Evi soyulan hırsızlık kervanına komşum katıldı şimdi de. Evini bana emanet ederek birkaç günlüğüne bir tatil kaçamağı yapmıştı. Tabi güvendiği dağlara karlar yağdı. Komşum evine döndükten ve komşum bize haber verdikten sonra hırsızlıktan haberim oldu. Burada hırsızın alacağı olsun. Madem eve girdin, giderken sana emanet edilen evi soydum, haberin olsun  diye niye söylemedin? En azından komşu gelmeden komşuya haber verirdim.

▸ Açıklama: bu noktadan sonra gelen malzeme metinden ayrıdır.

PR #100, opened 2016-08-02
Support non-specific pull request status

olivierdagenais:
It turns out we don't always know which pull request iteration a build might be requested for, so added a method for that REST endpoint and now calling it accordingly.

Manual testing
--------------

1. Using curl, POST a `pullRequestMergeCommitCreated` event as before and notice that the corresponding pull request iteration status is still reported as before this change.
2. Temporarily remove `iterationId` from the payload, repeat the above test and notice that the corresponding pull request status (without an iterationId) is now reported.

Mission accomplished!


DavidStaheli:
Looks good

olivierdagenais:
Thank you for your code review!

PR #103, opened 2016-08-03
Make permission check behave exactly like Jenkins'

olivierdagenais:
This adds support for the "Trigger builds remotely (e.g., from scripts)" trigger (which has an authentication token), as well as POST with crumbs, when CSRF protection is enabled.

Manual testing
--------------

1. Enabled "Prevent Cross Site Request Forgery exploits" in the Global Security.
2. Using `curl`, fetched the crumb for a user, then inserted it as a header when I POSTed to the `/team-build/build/` endpoint for a job.  A build was queued.
3. Created a job that used the "Trigger builds remotely (e.g., from scripts)" trigger, then used `curl` to PUT to the `/team-build/build/` endpoint for it, providing the `token` as a form body parameter.  A build was queued.

Mission accomplished!


jasholl:
looks good to me.

PR #106, opened 2016-08-04
Deactivate logging of each resource get in build log

mosabua:
Use the same approach as in the list workspaces command.

- wrapped flag around logging
- set flag to false by default
- added comment to add property at later stage if desired
- updated unit test

Also added count of resources downloaded and added that to the log.

Verified in dev instance of Jenkins with numerous validations jobs. Also should pass cloudbees build.


mosabua:
Would be good to get this into the release @olivierdagenais @DavidStaheli

mosabua:
Example output from a test job:

Getting version 'C3936' to '/build/workspace/admin/Verify/tfs_dev_sampleApp_build'...
Finished getting version 'C3936'. Retrieved 311 resources.

olivierdagenais:
Nice and simple, approved!

Thank you for your contribution!

mosabua:
Awesome .. you rock @olivierdagenais

PR #110, opened 2016-08-10
Reduce the chance of error with Team Services URLs

olivierdagenais:
TFS eventually acquired the concept of Team Project Collections to allow isolation between groups/projects (on the same server) and Visual Studio Team Services initially inherited this functionality by requiring `/DefaultCollection` in the URL.  After a while, Team Services removed the requirement of specifying `/DefaultCollection` in the URL while still supporting URLs with it.  This lead to a situation where the plugin would consider two functionally-identical URLs as different collections.

This pull request aims to mitigate the confusion by:

1. Enforcing the lack of a path in Team Services collection URLs in the global configuration.
2. Emitting warnings when jobs _almost match_ a given event URL.
3. Emitting warnings when no jobs exactly matched a given event URL.

Manual testing
--------------
The test cases are in the same order as the mitigations above.

1. Attempted to add `/DefaultCollection` to a Team Services collection URL: image (no such error was shown when the URL's host name did not end with `.visualstudio.com`)
2. Purposely added a `/DefaultCollection` to the value of the `remoteUrl` in an event payload of type `git.pullrequest.merged` and then POSTed it to the `/team-events/gitPullRequestMerged` endpoint.  My jobs that were configured with a remote URL equivalent to the same repository (minus the `/DefaultCollection`) were logged as _almost matched_ in a warning and were not triggered.
3. Since none of the jobs had `/DefaultCollection` in a Git remote URL, there was a warning saying exactly that.

Mission accomplished!

### DIFF
--- a/src/main/java/hudson/plugins/tfs/TeamCollectionConfiguration.java
+++ b/src/main/java/hudson/plugins/tfs/TeamCollectionConfiguration.java
@@ -70,6 +70,10 @@ public class TeamCollectionConfiguration extends AbstractDescribableImpl<TeamCol
                 return FormValidation.error("Malformed TFS/Team Services collection URL (%s)", e.getMessage());
             }
 
+            final String hostName = uri.getHost();
+            if (isTeamServices(hostName)) {
+                return checkTeamServices(uri);
+            }
             // TODO: check that it's not a deep URL to a repository, work item, API endpoint, etc.
 
             return FormValidation.ok();
@@ -131,6 +135,16 @@ public class TeamCollectionConfiguration extends AbstractDescribableImpl<TeamCol
                     .withEmptySelection()
                     .withAll(matches);
         }
+    }
+
+    static FormValidation checkTeamServices(final URI uri) {
+        final String path = uri.getPath();
+        if (path != null) {
+            if (path.length() > 0 && !path.equals("/")) {
+                return FormValidation.error("A Team Services collection URL must have an empty path.");
+            }
+        }
+        return FormValidation.ok();
     }
 
     static boolean isTeamServices(final String hostName) {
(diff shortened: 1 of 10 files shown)


DavidStaheli:
This code looks good, and thanks for the tests.  The UI is confusing to me though.  It asks for a "Collection URL" which I interpret as "the URL that includes `/DefaultCollection` on its path."  Instead of prohibiting this form of URL and displaying an error, could we just treat `abc.visualstudio.com/DefaultCollection` as `abc.visualstudio.com` behind the scenes?

olivierdagenais:
> The UI is confusing to me though. It asks for a "Collection URL" which I interpret as "the URL that includes /DefaultCollection on its path."

Yes, historically, for Team Services, that part was required.  I thought it was now deprecated.

> Instead of prohibiting this form of URL and displaying an error, could we just treat abc.visualstudio.com/DefaultCollection as abc.visualstudio.com behind the scenes?

I might be able to re-write the value in the form such that the next time you reload it, it would be missing the path if it was a Team Services account.

I tried fuzzy-matching URLs with and without `/DefaultCollection` during the events' enumeration of jobs (using the `isTeamServicesNearMatch()` method) and although I was able to find the jobs and trigger them, the Git plugin still uses a strict check and would not build the requested commit because none of the remote URLs matched what was provided.  Rather than having something look like it's working and doing the wrong thing, I opted to not trigger the jobs and instead emit a warning saying there was an "almost match".

Do you think the warning message should be clearer about the fact that there's a configuration mismatch/error?  Currently, users would see something like:

`WARNING: Remote URL 'https://fabrikam-fiber-inc.visualstudio.com/DefaultCollection/Fabrikam/_git/FabrikamGit' of job 'FabrikamGit-CI' almost matched event URL 'https://fabrikam-fiber-inc.visualstudio.com/Fabrikam/_git/FabrikamGit'.`

Ideally, I would like to detect, at configuration time, when a remote URL used in the Git plugin's SCM section refers to a Git repository in Team Services that has an extra `/DefaultCollection` in the URL, however it did not look like I had that ability from my plugin.  We could always contribute such a check to the Git plugin such that new versions would have it, but I'm not sure if that makes sense.

PR #116, opened 2016-08-12
Switch to Jackson for events parsing

olivierdagenais:
This branch contains no [direct] new features, just some refactoring, re-wiring and clean-up that will make it easier to add upcoming features.


mosabua:
I like the switch to Jackson. Its a great library. You should probably add an explicit dependency to it in the pom.

olivierdagenais:
> You should probably add an explicit dependency to it in the pom.

I'm using the version that ships with the TFS SDK for Java (it's in the JAR) and thus I'm weary of over-specifying dependencies.

mosabua:
Oh.. I wasn't aware that Jackson is repackaged there. I guess thats okay then... bad practice on the TFS side, but nothing we can control.

PR #119, opened 2016-08-16
Add support for per-computer TFVC configuration folders

olivierdagenais:
In some environments, the "home" directory is mounted over a network and shared between many computers, including Jenkins servers and their associated build nodes, which eventually leads to corruption of the configuration directory used for TFVC workspaces.  This branch introduces a new, advanced setting that uses a sub-directory for each computer, copying the current configuration directory (if one is found) on the next run.

In other words, turning on the new **Store TFVC configuration in computer-specific folders** option means the TFS SDK will use the following base path for its <code>Cache</code>, <code>Configuration</code> and <code>Logs</code> directories:
`~/.microsoft/Team Foundation/4.0/${HOSTNAME}/`

Manual testing
--------------

1. **Jenkins** > **Manage Jenkins** > **Configure System** and scroll to **TFS/Team Services**
2. Check the new **Store TFVC configuration in computer-specific folders** checkbox and click **Save**:
image
3. Queue a job on MASTER that uses TFVC for its SCM.
    1. Notice that the `4.0` folder now contains a sub-folder named after the server's host name, with copies of the existing folders.
4. Modify the job to execute on a remote node and queue it again.
    1. Notice that the `4.0` folder on the _node_ now contains a sub-folder named after the node's host name.

Mission accomplished!

### DIFF
--- a/README.md
+++ b/README.md
@@ -113,7 +113,7 @@ To make use of the Git integration with TFS/Team Services, it is necessary to fi
 
 ### Advanced
 
-In some environments, the "home" directory is mounted over a network and shared between many build nodes, which eventually leads to corruption of the configuration directory used for TFVC workspaces. If you have such an environment, check the box next to **Store TFVC configuration in node-specific folders** to use a sub-directory for each node. :warning: WARNING :warning: Turning this on is equivalent to setting the `TEE_PROFILE_DIRECTORY` environment variable and thus any manual operations performed on nodes using the Command-Line Client (CLC) will need to be performed with the `TEE_PROFILE_DIRECTORY` environment variable set accordingly.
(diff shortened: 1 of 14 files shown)


olivierdagenais:
There's another case to handle: more than one Jenkins server sharing the same home folder.  It has been suggested to scope by Jenkins server hostname in that case.  For example, this is what the base folder could look like:

1. `.../4.0/jenkins-1/MASTER/`
1. `.../4.0/jenkins-1/MASTER/`
1. `.../4.0/jenkins-1/MASTER/`

olivierdagenais:
> It has been suggested to scope by Jenkins server hostname in that case.

This turned out to be a suboptimal idea and the host's "short name" was used, instead.  It solves the multi-master problem, plus a few more.  See 2231f6121fec20de65e27594567d397a784b800d for more details.

olivierdagenais:
In an offline discussion, the label for the new checkbox came up as being unclear.  Here are some ideas for alternative wording:

* My home folder is a shared resource
* Support shared home folders by using sub-folders
* Prevent shared configuration conflicts
* Relocate TEE persistence store

PR #129, opened 2016-09-01
Fix error when building URL using UriHelper#join

olivierdagenais:


DavidStaheli:
Looks good.  Thanks, Oli!

mosabua:
Ouch.. people actually use repo names with spaces in them.. sigh? TFS should disallow that on the server imho.. but its too late for that ;-)

olivierdagenais:
> people actually use repo names with spaces in them

It can also be Team Project names, build definition names, etc.

PR #130, opened 2016-09-01
Converted ERROR into NOTICE & improved wording

olivierdagenais:
Manual testing
--------------

1. Configured a job with the **Set build pending status in TFS/Team Services** build step and the **Set build completion status in TFS/Team Services** post-build action.
2. Triggered a build via the `/team-build/` endpoint with a payload containing a `team-build` section (just like the Jenkins Queue Job task would do).
    1. The _Console Output_ contained: `NOTICE: You selected 'Set build pending status in TFS/Team Services' on your Jenkins job, but this option has no effect when calling the job from the 'Jenkins Queue Job' task in TFS/Team Services.` as well as `NOTICE: You selected 'Set build completion status in TFS/Team Services' on your Jenkins job, but this option has no effect when calling the job from the 'Jenkins Queue Job' task in TFS/Team Services.`
    2. The Jenkins build still linked to the corresponding Team Services build.

Mission accomplished!

### DIFF
--- a/tfs/src/main/java/hudson/plugins/tfs/TeamCompletedStatusPostBuildAction.java
+++ b/tfs/src/main/java/hudson/plugins/tfs/TeamCompletedStatusPostBuildAction.java
@@ -4,11 +4,13 @@ import hudson.Extension;
 import hudson.FilePath;
 import hudson.Launcher;
 import hudson.model.AbstractProject;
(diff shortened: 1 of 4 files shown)


jasholl:
Looks good to me

DavidStaheli:
+1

Hırsızımız, akşamında yağan yağmurun arkasından arka balkon kapısındaki demir kapının kilidini söktükten sonra pvc kapıyı da kolayca açıp içeri girmiş. Ayakkabısı ile birlikte çorabınla basmaya kıyamadığın halıların üzerine yağmurun ıslatıp çamur yaptığı ayakkabılarının desenini çıkarmış. Bir oraya bir buraya basmış. Döküp deşelemiş her yeri. Sonunda aradığı hazineyi bulmuş. 4.sınıf çocuğun harçlığını harcamayıp biriksin diye attığı ve 130 lira biriktirdiği kumbarasını, diğer çocuğun da cüzdanındaki 50 lirayı alıp gitmiş. Giden paranın bir ehemmiyeti yok ama ben buna hazine diyorum. Çünkü çocuk için kumbaraya atılan para bir hazinedir. Kim bilir ne kadar zamandır biriktiriyordu, biriktirip ne alacaktı, hayalinde ne vardı bilmiyorum.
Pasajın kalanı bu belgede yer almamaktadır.